Tuesday, August 24, 2010

Max's Kansas City--Sex, Drugs, Rockn'Roll and Steak

"Max's Kansas City: Art, Glamour, and Rock n'Roll," by Steven Kasher a book of images  with contributions of a variety of artists, writers and musicians who made the great hangout what it was, will be coming out on Sept. 15. It will cover the entire story of Max's, which was really two bars, one opened by Mickey Ruskin in 1965 as a hangout for his artist and poet friends which including Willem de Kooning, Robert Rauschenberg, Joel Oppenheimer and Andy Warhol--the other when Tony Dean Mills bought the place and reopened it in 1975  as a punk venue with booking agent Peter Crowley.

Max's had three floors--ground floor restaurant, 2nd floor bar/stage, and third floor dressing room. I saw a great interview with Debbie Harry about Max's. She was a waitress there, in its first incarnation before she made it big with "Blondie." In it she says she worked the back room, where the famous people hung out...and they never tipped her. For more early Max's stories from Ms. Harry, here is the rest of the video:

Some of the famous acts that played the early Max's were The Velvet Underground, John Lennon, and Bruce Springsteen. Moving right along, because if I hear anymore about these superstars I am going to scream... (Rolling Stone is having a special issue this month on Beatles songs. I am starting to think rock n' roll is dead. Or maybe Rolling Stone is dead.) But here is Springsteen at Max's. He's still around.

The first incarnation of Max's closed in 1974 because the art/poet crowd was starting to disperse.

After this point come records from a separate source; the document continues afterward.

PR #292, opened 2021-06-08
Basic Collapsible Toolbar (Round 2)

joebochill:
For PXBLUE-2111

- Implement a basic toolbar that collapsed when the page is scrolled past threshold
- Add docs
- Add basic tests

#### To Test:
In the showcase, in SharedAppBar.tsx replace the MUI AppBar with the AppBar imported from our component library.


docs/AppBar.md
```diff
@@ -0,0 +1,58 @@
+# App Bar
+
+The `<AppBar>` component is an extension of the default AppBar from Material UI that can be resized / collapsed as the page is scrolled. It supports three modes:
```
emclaug2, line 3: "it supports three modes:" is followed by 2 pictures and then the usage section below the pictures.  It's a little weird reading this because it's not explicit what the 3 modes are.

docs/AppBar.md
```diff
@@ -0,0 +1,58 @@
...
+| ----------------- | ------------------------------------------------ | -------------------------------------------- | -------- | ------------- |
+| animationDuration | Length of the collapse / expand animation (ms)   | `number`                                     | no       | theme default |
+| backgroundImage   | Image to use as the app bar background           | `string`                                     | no       |               |
+| classes           | Style Overrides                                  | `AppBarClasses`                              | no       |               |
+| collapsedHeight   | Height of the AppBar when collapsed              | `number`                                     | no       | theme default |
+| expandedHeight    | Height of the AppBar when expanded               | `number`                                     | no       | 200           |
+| mode              | Behavior mode of the App Bar                     | `'expanded'` \| `'collapsed'` \| `'dynamic'` | no       | 'dynamic'     |
+| scrollThreshold   | Distance to scroll before collapsing the app bar | `number`                                     | no       | 100           |
```
emclaug2, line 43: I updated my default scroll threshold to be `(expandedHeight-collapsedHeight)/2` since I thought that's what we talked about before.

components/src/core/AppBar/AppBar.tsx
```diff
@@ -0,0 +1,299 @@
...
+        // onExpandedHeightReached,
+        // onCollapsedHeightReached,
+        scrollThreshold = 100,
+        ...muiAppBarProps
+    } = props;
+    const theme = useTheme();
+    const defaultClasses = useStyles(props);
+    const animationDuration = durationProp || theme.transitions.duration.standard;
+    const isMobile = useMediaQuery(theme.breakpoints.down('xs'));
+    const defaultAppBarHeight = isMobile ? theme.spacing(7) : theme.spacing(8);
```
huayunh, line 143: If you want to go fancy about it, `theme.mixins.toolbar` is what you shall be looking into. https://material-ui.com/customization/default-theme/

emclaug2:
So this component doesn't support scroll listeners on elements instead of the window?  `scrollRef` should be moved over to a future feature?

docs/AppBar.md
huayunh, line 43: `scrollThreshold` default value shall prob be corrected. Same with your comments above the type definition.

docs/AppBar.md
```diff
@@ -0,0 +1,58 @@
...
+
+</div>
+
+Any other props supplied will be provided to the root element ([`AppBar`](https://material-ui.com/api/appbar/)).
```
huayunh, line 47: wrong MUI link

huayunh (approved):
Functionality wise looks good as a first pass

docs/AppBar.md
```diff
@@ -0,0 +1,58 @@
...
+### Classes
+
+You can override the classes used by PX Blue by passing a `classes` prop. It supports the following keys:
+
+| Name       | Description                                          |
+| ---------- | ---------------------------------------------------- |
+| root       | Styles applied to the root element                   |
+| background | Styles applied to the background image               |
+| expanded   | Styles applied to the root element when expanded     |
+| background | Styles applied to the background image when expanded |
```
huayunh, line 58: expandedBackground

docs/AppBar.md
joebochill: Yeah I'll reorganize this a bit....it doesn't look weird when you're just looking at the markdown file 😛

docs/AppBar.md
joebochill: I remember we were playing around with that, I didn't know that we settled on anything. The 'half-difference' feels like a really long way to scroll if the difference is large. My thinking is that the toolbar should collapse almost right away when you start scrolling (what's the point of keeping it big and limiting how much of the _real_ content a user sees?), but I'm open to discussion on it.

joebochill:
> So this component doesn't support scroll listeners on elements instead of the window? `scrollRef` should be moved over to a future feature?

Correct, for now I have left it out until a use case presents itself (the window element scrolling is the preferred behavior in most cases anyway for the mobile compatibility). I got it mostly working in a POC (code is still there just commented out), but there were some nuances that would need to be worked out.

docs/AppBar.md
joebochill: Oh, I definitely wrote descriptions at one point...I think they got lost on the day when I accidentally deleted the local file before saving it after moving it into the components library.

components/src/core/AppBar/AppBar.tsx
joebochill: `theme.mixins.toolbar['media (min-width:0px) and (orientation: landscape)'].minHeight` doesn't feel quite as clean...I presume it would also not work if somebody changes the default breakpoints in their theme. I'm actually going to tweak this to use REMS so it will exactly match what we're doing in the DrawerHeader

docs/AppBar.md
joebochill: I remember you made this same comment on the last PR...i've got it now

joebochill:
@huayunh I know you were also asking for a gif in the readme, but I left it super basic for now, figuring we would go in and add better visuals once it's fully done with the three-liner and so-on.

The 2nd Max's opened in 1975. Here is some found film of the ground floor restaurant.

It was the kind of place where the steak was $2 and juicy; the nearly famous in the third floor dressing room didn't have waitress service;  people had sex in the bathrooms, office and phone booths; and many of the acts, including Devo, The Heartbreakers,  The Misfits, Blondie would soon make it big. Sounds like a great hangout to me. Here is some film of the Senders with Johnny Thunders of the Heartbreakers:

Max's closed due to a slow decline. The drinking age was raised, and mass transit in and out of Manhattan became sporadic after midnight.

Over the past few months, I've been racking my brain as to why I've met so many people who played in its later incarnation. Some people say it's because I like older guys. (I do.) But mainly it's because I was hanging out at the Continental in 1993-5. I think Noel, who booked bands at the Continental, was still nostalgic for Max's. And also thought he could make money on others' nostalgia for the place. The bands who had played Max's were definitely the best on the Continental's bill including: "The Waldos" (Walter Lure from the Heartbreakers, Joey Pinter from The Knots) Simon and the Bar Sinisters (Simon Chardiet from Joey Miserable and the Worms) and The Senders, who had a weekly Monday night show.

Max's Now
Max's Kansas City has reinvented itself as an online brand, maxskansascity.com, with a blog, photos, and classic t-shirt sales. The dot-com claims to have curators that keep up with the best in art, fashion and music like the nightclub, but it seems to me that reviews of new art and culture was not what Max's was about. Being surrounded by music, art, fashionable people, and people waiting and working to be discovered was the real reason to be there.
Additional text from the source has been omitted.